Я притянул ее к себе, вновь уткнув в плечо. Да, девчонка, глупая девочка, что тут сказать?
Но с другой стороны она живет совсем иной жизнью, в совсем иных условиях, и не мне ее судить. И красивая у нее, действительно, не только сестра – сама она тоже ничего. ОЧЕНЬ ничего! Такие красавицы среди латинос редкость, и многие, очень многие захотят этой красотой воспользоваться. И будет великолепно, если ее перед этим хотя бы спросят, для приличия. Как и ее сестру.
– Я понимаю, Марина... Пантера... – Я вдыхал запах ее волос, борясь с искушением взять и решить вопрос просто, силой – никуда ее не пустить. – Но так нельзя, понимаешь? Нельзя так!
– А как можно? – она отстранилась и посмотрела мне в лицо. – Как можно, Хуан?
Я взгляда не выдержал. Опустил глаза
– Не знаю. Не знаю, как можно. Но не хочу тебя терять.
Я снова прижал ее, боясь отпустить, но понимая, что отпускать все же придется.
– Ты не будешь считать меня шлюхой? – прошептала она. Я отрицательно покачал головой.
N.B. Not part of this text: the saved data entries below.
PR #12754, opened 2023-08-10
runtime-files: Update Headers

chrisbra:
After merging in commits 81b8bf5b4a33 and 6a500661a9cb, updating the header was forgotten.  So do it now.  While at it, also change the maintainer for the 'defaults.vim' runtime file from Bram to the Vim project.

### DIFF
--- a/runtime/doc/tips.txt
+++ b/runtime/doc/tips.txt
@@ -1,4 +1,4 @@
-*tips.txt*      For Vim version 9.0.  Last change: 2021 Nov 06
+*tips.txt*      For Vim version 9.0.  Last change: 2023 Aug 10
 
 
 		  VIM REFERENCE MANUAL    by Bram Moolenaar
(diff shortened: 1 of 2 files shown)


runtime/defaults.vim
```diff
@@ -1,7 +1,8 @@
 " The default vimrc file.
 "
-" Maintainer:	Bram Moolenaar <Bram@vim.org>
-" Last change:	2023 May 10
+" Maintainer:	The Vim Project https://github.com/vim/vim
```
k-takata:
```suggestion
" Maintainer:	The Vim Project <https://github.com/vim/vim>
```
Is it better to add `< >`?

chrisbra: yes better. But let me remove defaults.vim here. It is handled as part of https://github.com/vim/vim/pull/12749

k-takata (approved):

chrisbra:
closed in favor of #12790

– Главное, чтобы он не считал. А я что...
– Мне плевать, что он считает!
– Он вызверится на тебя после. Завтра. Или послезавтра.
– Ты его не знаешь. Нет, он этого не сделает.
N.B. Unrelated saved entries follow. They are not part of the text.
PR #12759, opened 2023-08-10
Fix "All Files" browsefilter patterns to include files with no extension

### LINKED ISSUE #12685: File open can't show Makefiles
### Steps to reproduce

in gvim 9.0.1189, in a directory with a Makefile (or any file with no extension, select menu item File -> Open to get the system File Open dialog box.  Note that All Files is shown as (*).  Navigate to a folder where there are, say, C files.  With All Files still selected, note that the C files do not appear.  Change the file type selector to, say, C Source (*.c,*.h).  Now C source files are visible, and Makefiles are not.  This is correct behavior.

Note that in the list of file types to show, All Files is given as (*.*).  This means that files with no extension, such as Makefile, are not shown.  

All Files should always be specified as (*, *.*)

### Expected behaviour

Selecting All Files should make all files visible, including those with no extension

### Version of Vim

gvim 9.0.1189

### Environment

Ubuntu 23.04

### Logs and stack traces

_No response_

dkearns:
Fix "All Files" browsefilter patterns to include files with no extension
    
Also normalises the browsefilter conditional test to check for both Win32 and GTK and an unset b:browsefilter.

Fixes #12685.

This applies to all ftplugins not only those I maintain.

### DIFF
--- a/runtime/doc/editing.txt
+++ b/runtime/doc/editing.txt
@@ -1329,8 +1329,9 @@ b:browsefilter variable.  You would most likely set b:browsefilter in a
 filetype plugin, so that the browse dialog would contain entries related to
 the type of file you are currently editing.  Disadvantage: This makes it
 difficult to start editing a file of a different type.  To overcome this, you
-may want to add "All Files\t*.*\n" as the final filter, so that the user can
-still access any desired file.
+may want to add "All Files (*.*)\t*\n" as the final filter on Windows or "All
+Files (*)\t*\n" on other platforms, so that the user can still access any
+desired file.
 
 To avoid setting browsefilter when Vim does not actually support it, you can
 use has("browsefilter"): >
--- a/runtime/ftplugin/aap.vim
+++ b/runtime/ftplugin/aap.vim
@@ -1,7 +1,7 @@
 " Vim filetype plugin file
 " Language:	Aap recipe
 " Maintainer:	The Vim Project <https://github.com/vim/vim>
-" Last Change:	2023 Aug 10
+" Last Change:	2024 Jan 14
 " Former Maintainer:	Bram Moolenaar <Bram@vim.org>
 
 " Only do this when not done yet for this buffer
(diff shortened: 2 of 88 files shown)


chrisbra:
why was this put in draft mode? I think we may need as well to adjust the Last Change header.

dkearns:
I was bit short on time and hadn't finished it.  I was going to update the help with an example as well as update the headers.

I also wanted to discuss it first.

One of the things I've been doing over the last couple of years is attempting to normalise the user-maintained runtime files.  Bram, due to his workflow, was extremely reluctant to perform bulk updates as reversions easily slipped through when he received updates and he requested that I contact the maintainers individually with patches.

Chasing down 50 - 100 maintainers for each of these changes has had mixed results. Maybe as many as 20% of maintainers are non-responsive and some, particularly those with external repositories, accept the patches but fail to send updates for Vim to distribute.

I take it from your comment that you're open to these sort of bulk updates?

I'll finish this off tomorrow.

chrisbra:
> I take it from your comment that you're open to these sort of bulk updates?

bulk updates used to be extremely annoying due to the way how runtime files are maintained. So perhaps it's time to think about handling those here centrally and asking the runtime file maintainers to re-sync the files with what Vim distributes before sending updates. I think that should work.

dkearns:
I added a new entry to the "Last Change" headers, "YYYY MMM DD by Vim Project".  This is how it was generally done in the past only it used to list the individual contributor.  I think this will be easier for maintainers to understand and hopefully notice.

dkearns:
Marking as Draft for the moment as there appears to be some intentional difference between the default "All Files" filter pattern on Windows (possibly just DOS) and Unix but this was not propagated to the ftplugins.

https://github.com/vim/vim/blob/20b33b56ad5d92c1c11e0859dc9333166625e0ad/src/vim.h#L2391C1-L2414C7

Perhaps we should also use "All Files (*)" for the label like the default value for consistency.

chrisbra:
Hm,
the `*.*` seems to be fine for Windows and even shows  files without extension. And I think the  `*` pattern also  worked there. So not sure, we need to make a difference between Windows and Unix.

dkearns:
So as I suspected, or perhaps vaguely recalled, the `*.*` filter pattern is a legacy of the wildcard matching algorithm for 8.3 filenames from the days of DOS and CP/M where it actually matched all files.

We don't support DOS anymore so I think the only reason to keep it for Windows would be for aesthetic reasons as it's still the 'standard' filter label there.  We could provide a `SetBrowseFilter()` function for the ftplugins to use that would set the appropriate "All Files (...)" label for the current platform but I'm not sure it's worth the trouble.

I'd probably vote for using the current not-Windows default label of "All Files (*)" rather than "All Files".  This is also used on Windows in the wild.

k-takata:
The default open dialog box on Windows 11 still uses "All Files (*.*)", so this looks natural for Windows users.

dkearns:
This takes the simple boilerplate approach to continue using the quirky `*.*` filter label on Windows which seems to be most in keeping with the current style.

I can't think of any reasonable way to push this into 'core' that wouldn't cause backward compatibility issues.

chrisbra:
can you please re-base?

chrisbra:
I can imagine that this was quite some work. Thanks for that!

– Может, я все же могу помочь?
– Как? – Она снова посмотрела мне в лицо, но я глаз не поднимал – боялся встретиться с ее. – Как ты можешь мне помочь?
Я не ответил. Тогда она встала, вздохнула, вытащила из под кровати вторую туфлю, обулась.
– Хуан, ты мне тоже помог. Спасибо и тебе. Устроил ночь, которую я не забуду до конца жизни. Я буду знать, на что способна, и это придаст мне сил.
Я устало кивнул. Да, придаст сил. Это будет твоей последней отрадой, глядя на ненавистного человека, которому нельзя перечить и от которого невозможно уйти. И тебе плевать, что по большому счету это детский сад. Но вслух я мысли вновь не озвучил. Да и что бы это изменило?
– Прощай, Хуан.
Она подошла, обняла и поцеловала. В губы, но совсем не романтично. Затем развернулась и пошла к выходу.
– Марина! Не уходи! – догнал я ее у порога. – Пожалуйста! Не делай ошибки!
Она обернулась. Иронично покачала головой. Затем вновь выдавила: "Прощай!", открыла люк и вышла наружу. Я развернулся и заехал кулаком в стену. Стена задрожала. Но ничего не изменилось.
* * *
Гавана встретила меня привычной суетой, гомоном и криками разного рода зазывал, суливших райские кущи всем, кто попробует то-то и то-то или зайдет в магазин того-то и того-то. Туристическая жемчужина жила своей жизнью, ей не было дела ни до чего, кроме нее самой. Я ходил по главной аллее, рассматривал людей, изучал работы художников и ассортимент сувенирных прилавков. Отчего-то здесь я всегда успокаивался, и сегодняшний день не стал исключением.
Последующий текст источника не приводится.